I was thinking about a post I wrote a while back A Gift To Myself and decided to revisit my post and remind myself of the promise I made to be more gentle and kind to myself when it comes to my thoughts, especially now that I’m a new mommy. It’s pretty awesome to think that almost 9 months have gone by since I wrote that post and how much has happened since then.
Last night my husband and I were talking about how important it is to keep the right frame of mind and be more aware of the words that we use when we speak to ourselves, whether it’s outloud or in our mind. I’ve definitely had my moments where rather than pepping myself up, my inner voice sometimes presents more challenges than encouragement, and often times I fall prey to her negative remarks and will begin to doubt myself and overwork my mind.
After talking about this subject with my husband, it was like suddenly so many things came to light in my mind and heart. For awhile now I had been carrying a very negative and exhausting thought process in my mind, and I had forgotten to be gentle, kind, and encouraging to myself. Sure, life is very different now and new challenges are presented that I hadn’t imagined before becoming a mom, but I realized that I can make those challenges more enjoyable and more rewarding if I face them with a more positive frame of mind and thought process.

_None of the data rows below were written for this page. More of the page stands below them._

Issue #256, opened 2022-09-28
Crash on reverseIndex


migueldeicaza:
I caught the issue in the wild, the crash is:

```
    frame #3: 0x000000019475f134 libswiftCore.dylib`Swift._assertionFailure(_: Swift.StaticString, _: Swift.String, file: Swift.StaticString, line: Swift.UInt, flags: Swift.UInt32) -> Swift.Never + 652
    frame #4: 0x0000000102b7f84c LaTerminal`CircularList.shiftElements(start=47, count=3, offset=1, self=0x0000000280bf5680) at CircularList.swift:169:9
  * frame #5: 0x0000000102beebe4 LaTerminal`Terminal.reverseIndex(self=0x00000001043e4ed0) at Terminal.swift:4937:26
    frame #6: 0x0000000102bbeb98 LaTerminal`closure #84 in Terminal.configureParser(collect=0 values, flag=77, self=0x00000001043e4ed0) at Terminal.swift:868:76
```

The issue is that `shiftElements` is being called with start=47, but the buffer itself only has 42 lines.   The 47 is a combination of buffer.y = 21 and buffer.base = 26.     And also notice that buffer.y = buffer.scrollTop which is why this path is triggered at all, originMode=false, usingMargins() = false

I was running top, and messing up the display with debug output from a background process, and I had refreshed it a few times, and I had just attempted to go to the background with control-z

The data was:
  [0] = "\r"
  [1] = "\u{1b}"
  [2] = "["
  [3] = "3"
  [4] = "4"
  [5] = "d"
  [6] = "\u{1b}"
  [7] = "["
  [8] = "L"
  [9] = "\u{1b}"
  [10] = "["
  [11] = "2"
  [12] = "2"
  [13] = ";"
  [14] = "2"
  [15] = "5"
  [16] = "r"
  [17] = "\u{1b}"
  [18] = "["
  [19] = "2"
  [20] = "2"
  [21] = ";"
  [22] = "1"
  [23] = "H"
  [24] = "\u{1b}"
  [25] = "M"
}

Cursor Vertical Absolute Position 34
Insert Line 
Set Top and Bottom Margin to 22;25 (sets buffer.scrollBottom = 24, buffer.scrollTop=21)
Set Cursor Position 22;1
Reverse Index

Most likely, what we have here are two different buffers in action.

migueldeicaza:
Fixed in recent contribution

PR #431, opened 2026-01-10
Fix crash on reverseIndex and cmdRestoreCursor (issue #256)

PhilipLudington:
## Summary

- Fix crash in `reverseIndex()` when `yBase` exceeds `lines.count` (issue #256)
- Fix crash in `cmdRestoreCursor()` when `savedX`/`savedY` are invalid after resize
- Add defensive bounds checks in `scroll()` for the same class of bug

## Root Cause

`Buffer.clear()` was not resetting `yBase` to 0. When switching between normal and alternate buffers, stale `yBase` values caused `buffer.y + buffer.yBase` to exceed `buffer.lines.count`, triggering out-of-bounds access.

Similarly, `cmdRestoreCursor()` restored saved cursor positions without bounds checking, causing `abort()` in Debug builds when saved values became invalid after resize/scroll operations.

## Changes

- **Buffer.swift**: Add `yBase = 0` to `clear()` to fix the root cause
- **Terminal.swift**: 
  - Add defensive bounds checks in `reverseIndex()` and `scroll()`
  - Clamp `savedX`/`savedY` to valid ranges in `cmdRestoreCursor()`
- **BufferTests.swift**: Add 12 unit tests covering the bugs and edge cases

## Test plan

- [x] All 12 new buffer tests pass
- [x] Full test suite passes (62 tests)
- [x] Tests verify the fix catches the bug (fail without fix, pass with fix)

🤖 Generated with [Claude Code](https://claude.ai/code)

### DIFF
--- a/Sources/SwiftTerm/Terminal.swift
+++ b/Sources/SwiftTerm/Terminal.swift
@@ -2428,8 +2428,10 @@ open class Terminal {
 
     func cmdRestoreCursor (_ pars: [Int], _ collect: cstring)
     {
-        buffer.x = buffer.savedX
-        buffer.y = buffer.savedY
+        // Clamp savedX and savedY to valid ranges to prevent abort() in Debug builds.
+        // Saved values can become invalid after resize/scroll operations.
+        buffer.x = min(max(0, buffer.savedX), cols - 1)
+        buffer.y = min(max(0, buffer.savedY), rows - 1)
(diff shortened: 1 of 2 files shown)


migueldeicaza:
Wow, thank you for fixing this very long-standing bug!

PhilipLudington:
You are welcome!  Thanks for building an awesome tool!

I woke up feeling so upbeat and happy today because of how blessed we are and because I’m so thankful to God for every new experience and new day that he allows me to live. Sure, there’s going to be overwhelming moments, or frustrating events, and probably days that I don’t feel so hot, but if I can take a deep breath and realize that this too is a gift and that I am doing my best and that I can do this too, then I’ll be all the more happier for knowing that I maintained an encouraging frame of mind.
It’s taken me several months to reflect back on this and I’m happy that this came back to me when it did, because I sure needed the reminder.